Впрочем, плакался он недолго. На плечи ему тут же навесили старшинские погоны, с обратным караваном Иванов поплыл в Лондон и там первым делом побежал смотреть музей восковых фигур. А мы с Лебедевым остались на «Грозящем», чтобы по двенадцать часов в сутки нести вахту. В промежутках между вахтами спали, имея в кармане ватника отвертку, флакон со спиртом и комки ваты. В морозные ночи только и слышишь, как грохочут звонки в нашу часть: «На мостик!.. На мостик!.. На мостик!..» Значит, опять покрылись льдом линзы на пеленгаторах или покрылись инеем стекла репитеров. Надо протирать… Служба была хлопотливая и беспокойная. Книжку, бывало, возьмешь в библиотеке и держишь ее целый месяц — некогда читать!
Когда я окончательно освоился с новой специальностью, меня по боевому расписанию начали оставлять в гиропосту, а старшина Лебедев мотался наверх — к штурману. Таким образом, я стал командиром БП-II БЧ-I…
К тому времени мне исполнилось шестнадцать лет!
Когда в отсеки врывались зовущие по местам колокола громкого боя, я захлопывал над собой люк, докладывая в телефон:
— Гиропост — мостику: бэ-пэ-два бэ-чэ-один к бою готов!
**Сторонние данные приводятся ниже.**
Issue #2518, opened 2022-08-28
Review and add private endpoints to storage accounts in core


tamirkamara:
2 accounts currently don't have private endpoints:
- [x] airlock function
- [x] azure monitor

PR #2679, opened 2022-10-02
Airlock function private endpoint for internal storage

tamirkamara:
## What is being addressed

The Airlock Function uses a storage account internally but does it over public network.
This is part of #2518 

## How is this addressed

- Add Private Endpoint(s) for the storage account
- Block public internet access to the storage account


guybartal (approved):
LGTM

yuvalyaron:
@tamirkamara 
why does the airlock function need a private endpoint?
isn't a firewall rule in the storage account enough?

tamirkamara:
> @tamirkamara why does the airlock function need a private endpoint? isn't a firewall rule in the storage account enough?

@yuvalyaron I imagine you'd define a rule with the subnet/vnet internal address, right? A private endpoint is essencially a way to give the storage account an ip address in the vnet and by such we make sure all communication is done over private network. IIRC, you need this anyway for the firewall rule mentioned above.

PR #2698, opened 2022-10-03
Bugfix: Airlock Manager should only see their own resources

### LINKED ISSUE #2697: Airlock Manager can see resources of other users
**Describe the bug**

In the UI, Airlock Manager can see resources of other users, such as VM. This privilege should only be granted to Workspace Owner.

tanya-borisova:
# Resolves #2697 

## What is being addressed

In https://github.com/microsoft/AzureTRE/pull/2649, a bug was made that meant that Airlock Manager is treated as Workspace Owner when it comes to checking permissions on workspace user resources, and could see all resources, not just their own.
Fixing the bug so that they can do operations on their own resources only. 

Additionally, made a change so that Airlock Manager can only see their own resources in list response. 

Tested in a dev environment.


martinpeck (approved):

tanya-borisova:
/test-force-approve

There was already a successful test run earlier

Это был удивительный бой. Я сидел на днище эсминца, никогда не видя противника, только слушал, как с ревом обтекает мой эсминец яростная забортная вода. Я был молод, но понимал: случись хотя бы одно попадание торпеды — и я буду похоронен здесь же, на своем посту; отправлюсь на грунт вместе с любимым гирокомпасом, который, пока мы живы, старается дать людям для победы все, что только способна дать человеку техника.
Смолоду я не был излишне сентиментален. Но когда война завершилась победой и мне надо было уходить с корабля, я на прощание обнял гирокомпас, как обнимают верного друга. Я тогда горько заплакал над ним, сознавая, как много он мне дал и как много я с ним теряю.
Иной раз — в мирной тишине квартиры — я спрашиваю себя:
— Была ли юность? Или приснилась она, как сон?..
Юность, конечно, была. И, по-моему, такая, как надо!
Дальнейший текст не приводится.